--- Recorded information Enclosed Below ---
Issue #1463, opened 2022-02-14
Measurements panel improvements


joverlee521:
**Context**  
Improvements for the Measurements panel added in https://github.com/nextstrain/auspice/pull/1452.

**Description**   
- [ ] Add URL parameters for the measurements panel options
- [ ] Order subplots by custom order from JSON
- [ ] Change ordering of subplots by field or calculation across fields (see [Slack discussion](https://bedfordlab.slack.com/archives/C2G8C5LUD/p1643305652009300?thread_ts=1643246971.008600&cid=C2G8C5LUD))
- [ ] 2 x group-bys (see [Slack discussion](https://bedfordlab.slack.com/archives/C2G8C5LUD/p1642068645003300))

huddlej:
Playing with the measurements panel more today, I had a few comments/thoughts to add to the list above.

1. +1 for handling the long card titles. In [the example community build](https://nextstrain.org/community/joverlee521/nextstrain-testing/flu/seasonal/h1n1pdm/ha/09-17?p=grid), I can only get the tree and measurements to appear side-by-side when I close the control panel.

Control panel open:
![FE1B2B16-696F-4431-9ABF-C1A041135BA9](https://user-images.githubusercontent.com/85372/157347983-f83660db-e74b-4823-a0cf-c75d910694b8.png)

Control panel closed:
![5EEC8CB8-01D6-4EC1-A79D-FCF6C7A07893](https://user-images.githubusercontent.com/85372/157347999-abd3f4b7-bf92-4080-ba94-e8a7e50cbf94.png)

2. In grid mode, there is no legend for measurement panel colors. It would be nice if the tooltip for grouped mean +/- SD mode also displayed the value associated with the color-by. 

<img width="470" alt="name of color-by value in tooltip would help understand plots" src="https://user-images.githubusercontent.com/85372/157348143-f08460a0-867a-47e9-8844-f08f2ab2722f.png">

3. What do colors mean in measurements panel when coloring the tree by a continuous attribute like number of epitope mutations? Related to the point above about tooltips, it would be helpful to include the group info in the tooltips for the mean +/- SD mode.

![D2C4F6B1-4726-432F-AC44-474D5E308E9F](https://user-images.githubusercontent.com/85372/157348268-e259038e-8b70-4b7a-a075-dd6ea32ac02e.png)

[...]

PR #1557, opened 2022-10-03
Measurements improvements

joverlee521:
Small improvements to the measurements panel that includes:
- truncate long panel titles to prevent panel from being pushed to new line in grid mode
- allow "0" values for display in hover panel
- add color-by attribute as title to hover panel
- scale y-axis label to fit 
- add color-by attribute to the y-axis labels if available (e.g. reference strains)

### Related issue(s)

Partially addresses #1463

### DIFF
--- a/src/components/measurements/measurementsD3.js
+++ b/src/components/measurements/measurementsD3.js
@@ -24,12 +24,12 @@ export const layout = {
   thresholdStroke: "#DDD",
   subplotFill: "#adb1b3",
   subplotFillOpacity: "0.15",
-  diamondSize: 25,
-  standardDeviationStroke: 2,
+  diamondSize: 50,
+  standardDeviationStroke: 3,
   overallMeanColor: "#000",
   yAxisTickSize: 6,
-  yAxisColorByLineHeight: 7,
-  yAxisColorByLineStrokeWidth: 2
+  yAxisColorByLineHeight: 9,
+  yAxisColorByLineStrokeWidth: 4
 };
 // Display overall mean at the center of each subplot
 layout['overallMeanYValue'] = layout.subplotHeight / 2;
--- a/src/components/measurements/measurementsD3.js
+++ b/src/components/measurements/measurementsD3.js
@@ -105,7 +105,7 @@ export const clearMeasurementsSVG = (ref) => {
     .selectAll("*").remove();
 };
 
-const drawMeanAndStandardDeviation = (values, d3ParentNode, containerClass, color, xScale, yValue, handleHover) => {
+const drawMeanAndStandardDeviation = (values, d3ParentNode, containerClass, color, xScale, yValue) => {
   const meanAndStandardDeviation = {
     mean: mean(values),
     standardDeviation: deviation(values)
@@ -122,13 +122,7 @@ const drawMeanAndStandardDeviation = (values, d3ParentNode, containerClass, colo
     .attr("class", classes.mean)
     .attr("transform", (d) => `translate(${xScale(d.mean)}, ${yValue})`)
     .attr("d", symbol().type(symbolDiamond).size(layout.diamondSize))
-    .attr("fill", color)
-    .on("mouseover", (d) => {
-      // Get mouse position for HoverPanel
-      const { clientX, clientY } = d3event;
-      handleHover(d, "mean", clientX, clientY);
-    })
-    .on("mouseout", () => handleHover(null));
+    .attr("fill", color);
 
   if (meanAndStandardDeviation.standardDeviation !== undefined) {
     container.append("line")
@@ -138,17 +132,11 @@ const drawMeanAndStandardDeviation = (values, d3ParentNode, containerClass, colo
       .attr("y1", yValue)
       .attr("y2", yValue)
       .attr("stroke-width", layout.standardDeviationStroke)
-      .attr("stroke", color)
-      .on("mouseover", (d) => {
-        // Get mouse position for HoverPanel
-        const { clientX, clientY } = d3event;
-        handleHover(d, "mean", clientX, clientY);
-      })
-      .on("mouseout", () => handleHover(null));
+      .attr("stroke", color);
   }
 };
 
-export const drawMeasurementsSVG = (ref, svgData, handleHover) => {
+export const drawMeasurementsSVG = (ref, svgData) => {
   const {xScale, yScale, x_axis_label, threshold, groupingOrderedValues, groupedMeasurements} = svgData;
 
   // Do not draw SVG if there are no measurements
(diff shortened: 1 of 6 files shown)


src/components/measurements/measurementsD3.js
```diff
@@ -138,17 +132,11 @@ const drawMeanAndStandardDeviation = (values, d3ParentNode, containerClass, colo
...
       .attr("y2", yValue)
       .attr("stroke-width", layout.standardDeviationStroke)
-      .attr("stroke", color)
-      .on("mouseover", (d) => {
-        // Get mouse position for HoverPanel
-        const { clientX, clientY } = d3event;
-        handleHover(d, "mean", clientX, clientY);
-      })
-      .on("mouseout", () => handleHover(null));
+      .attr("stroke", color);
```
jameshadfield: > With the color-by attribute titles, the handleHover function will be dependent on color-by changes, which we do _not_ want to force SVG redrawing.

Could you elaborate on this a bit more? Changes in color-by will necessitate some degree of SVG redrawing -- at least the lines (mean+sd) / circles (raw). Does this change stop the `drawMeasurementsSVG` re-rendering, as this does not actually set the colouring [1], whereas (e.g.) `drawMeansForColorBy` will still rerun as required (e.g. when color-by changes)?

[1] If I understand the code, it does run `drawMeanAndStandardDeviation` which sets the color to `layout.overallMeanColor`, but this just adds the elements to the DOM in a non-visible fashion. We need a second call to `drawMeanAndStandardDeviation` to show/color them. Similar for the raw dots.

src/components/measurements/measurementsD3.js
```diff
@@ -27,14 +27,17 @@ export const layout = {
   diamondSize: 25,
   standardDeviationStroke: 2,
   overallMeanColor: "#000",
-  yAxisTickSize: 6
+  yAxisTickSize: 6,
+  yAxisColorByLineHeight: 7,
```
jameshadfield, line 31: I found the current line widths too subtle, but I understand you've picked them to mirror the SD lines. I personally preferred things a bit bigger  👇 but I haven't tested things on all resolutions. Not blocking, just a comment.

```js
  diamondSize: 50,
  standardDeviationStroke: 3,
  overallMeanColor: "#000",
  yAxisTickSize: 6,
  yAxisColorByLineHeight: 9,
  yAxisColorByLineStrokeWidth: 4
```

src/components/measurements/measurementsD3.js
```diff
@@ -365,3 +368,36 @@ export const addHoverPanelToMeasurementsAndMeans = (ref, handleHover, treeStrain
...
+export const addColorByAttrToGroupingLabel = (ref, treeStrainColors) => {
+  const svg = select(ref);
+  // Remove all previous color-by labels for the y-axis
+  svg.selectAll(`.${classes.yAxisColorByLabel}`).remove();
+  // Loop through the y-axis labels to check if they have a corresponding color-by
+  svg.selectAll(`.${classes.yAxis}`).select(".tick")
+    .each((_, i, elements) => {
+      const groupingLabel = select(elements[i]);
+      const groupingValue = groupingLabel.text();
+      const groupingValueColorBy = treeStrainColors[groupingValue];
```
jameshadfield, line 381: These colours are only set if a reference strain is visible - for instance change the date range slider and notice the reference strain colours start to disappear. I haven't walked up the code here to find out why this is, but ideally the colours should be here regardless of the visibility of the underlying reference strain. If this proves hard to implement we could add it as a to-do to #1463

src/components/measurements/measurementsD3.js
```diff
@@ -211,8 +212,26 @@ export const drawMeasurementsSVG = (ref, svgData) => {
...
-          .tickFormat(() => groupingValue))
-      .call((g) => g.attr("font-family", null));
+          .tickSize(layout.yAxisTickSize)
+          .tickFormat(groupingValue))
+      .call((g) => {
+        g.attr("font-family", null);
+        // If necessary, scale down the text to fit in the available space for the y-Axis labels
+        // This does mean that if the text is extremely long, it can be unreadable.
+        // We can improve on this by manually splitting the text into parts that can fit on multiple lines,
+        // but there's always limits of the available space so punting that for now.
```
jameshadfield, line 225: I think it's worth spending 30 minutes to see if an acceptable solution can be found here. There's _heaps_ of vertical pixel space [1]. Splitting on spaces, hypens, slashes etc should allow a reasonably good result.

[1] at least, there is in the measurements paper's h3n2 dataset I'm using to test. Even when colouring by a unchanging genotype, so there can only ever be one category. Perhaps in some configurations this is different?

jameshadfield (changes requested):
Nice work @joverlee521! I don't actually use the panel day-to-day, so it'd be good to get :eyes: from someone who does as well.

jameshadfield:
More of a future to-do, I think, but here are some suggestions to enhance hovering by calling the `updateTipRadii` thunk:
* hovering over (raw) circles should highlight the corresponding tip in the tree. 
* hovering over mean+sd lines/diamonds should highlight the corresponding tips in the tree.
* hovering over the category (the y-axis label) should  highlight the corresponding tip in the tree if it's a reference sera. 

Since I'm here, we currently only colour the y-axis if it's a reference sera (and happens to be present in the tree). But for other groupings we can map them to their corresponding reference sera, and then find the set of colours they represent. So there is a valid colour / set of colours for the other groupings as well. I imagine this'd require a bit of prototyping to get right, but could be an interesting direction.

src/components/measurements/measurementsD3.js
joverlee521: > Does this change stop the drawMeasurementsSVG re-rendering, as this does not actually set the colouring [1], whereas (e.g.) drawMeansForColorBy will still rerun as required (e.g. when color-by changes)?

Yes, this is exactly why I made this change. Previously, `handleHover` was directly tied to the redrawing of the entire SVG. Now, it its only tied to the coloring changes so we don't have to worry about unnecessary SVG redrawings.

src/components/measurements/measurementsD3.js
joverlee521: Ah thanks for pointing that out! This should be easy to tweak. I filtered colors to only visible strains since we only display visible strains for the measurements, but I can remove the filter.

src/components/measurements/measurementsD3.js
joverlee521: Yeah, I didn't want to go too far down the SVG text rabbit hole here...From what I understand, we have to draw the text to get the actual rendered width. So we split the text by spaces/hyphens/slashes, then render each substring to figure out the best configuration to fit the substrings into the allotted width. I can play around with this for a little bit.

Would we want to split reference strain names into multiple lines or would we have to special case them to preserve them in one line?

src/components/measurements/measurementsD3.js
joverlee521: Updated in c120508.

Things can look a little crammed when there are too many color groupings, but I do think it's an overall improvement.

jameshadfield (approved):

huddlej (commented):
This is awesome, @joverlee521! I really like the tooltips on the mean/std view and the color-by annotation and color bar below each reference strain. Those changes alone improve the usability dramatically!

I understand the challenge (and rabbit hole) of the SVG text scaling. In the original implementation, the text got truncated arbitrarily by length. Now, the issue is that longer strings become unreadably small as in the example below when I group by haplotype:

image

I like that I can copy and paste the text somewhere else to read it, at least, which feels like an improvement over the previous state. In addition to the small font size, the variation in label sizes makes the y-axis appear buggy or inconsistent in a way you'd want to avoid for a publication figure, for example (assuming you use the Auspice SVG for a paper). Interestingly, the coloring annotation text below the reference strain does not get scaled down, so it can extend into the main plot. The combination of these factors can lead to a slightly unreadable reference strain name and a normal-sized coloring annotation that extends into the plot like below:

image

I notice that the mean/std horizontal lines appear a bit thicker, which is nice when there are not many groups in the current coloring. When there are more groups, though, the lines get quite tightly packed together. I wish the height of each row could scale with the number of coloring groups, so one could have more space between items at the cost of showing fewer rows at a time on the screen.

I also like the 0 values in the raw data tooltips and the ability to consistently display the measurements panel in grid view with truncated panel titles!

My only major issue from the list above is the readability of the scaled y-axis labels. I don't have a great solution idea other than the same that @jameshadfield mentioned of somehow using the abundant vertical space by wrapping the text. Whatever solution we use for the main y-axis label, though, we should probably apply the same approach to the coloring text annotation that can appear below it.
--- End of Enclosed Recorded information ---
--- Recorded information Enclosed Below ---
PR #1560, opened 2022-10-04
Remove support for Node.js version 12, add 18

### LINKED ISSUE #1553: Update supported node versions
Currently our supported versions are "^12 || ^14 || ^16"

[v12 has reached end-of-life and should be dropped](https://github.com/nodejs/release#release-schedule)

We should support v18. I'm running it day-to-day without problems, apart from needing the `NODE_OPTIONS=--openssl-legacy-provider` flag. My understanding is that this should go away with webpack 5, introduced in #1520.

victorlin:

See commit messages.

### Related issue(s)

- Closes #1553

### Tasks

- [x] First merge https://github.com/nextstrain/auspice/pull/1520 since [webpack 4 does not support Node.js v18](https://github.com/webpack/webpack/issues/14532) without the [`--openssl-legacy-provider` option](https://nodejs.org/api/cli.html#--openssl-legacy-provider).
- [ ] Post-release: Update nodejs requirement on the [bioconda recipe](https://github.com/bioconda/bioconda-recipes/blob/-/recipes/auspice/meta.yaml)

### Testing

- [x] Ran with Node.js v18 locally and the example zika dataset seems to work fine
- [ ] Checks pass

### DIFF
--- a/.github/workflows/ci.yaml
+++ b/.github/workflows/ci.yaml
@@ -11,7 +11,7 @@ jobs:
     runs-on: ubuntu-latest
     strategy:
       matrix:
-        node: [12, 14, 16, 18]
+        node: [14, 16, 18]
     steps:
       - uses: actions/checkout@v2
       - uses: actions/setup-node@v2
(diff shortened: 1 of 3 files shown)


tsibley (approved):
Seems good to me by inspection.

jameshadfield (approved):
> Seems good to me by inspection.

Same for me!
--- End of Enclosed Recorded information ---
Task to carry out =
Find every line in the records above that contains the word "yAxisColorByLineHeight", and copy each one.

Output for this exercise =
-  yAxisColorByLineHeight: 7,
+  yAxisColorByLineHeight: 9,
+  yAxisColorByLineHeight: 7,
  yAxisColorByLineHeight: 9,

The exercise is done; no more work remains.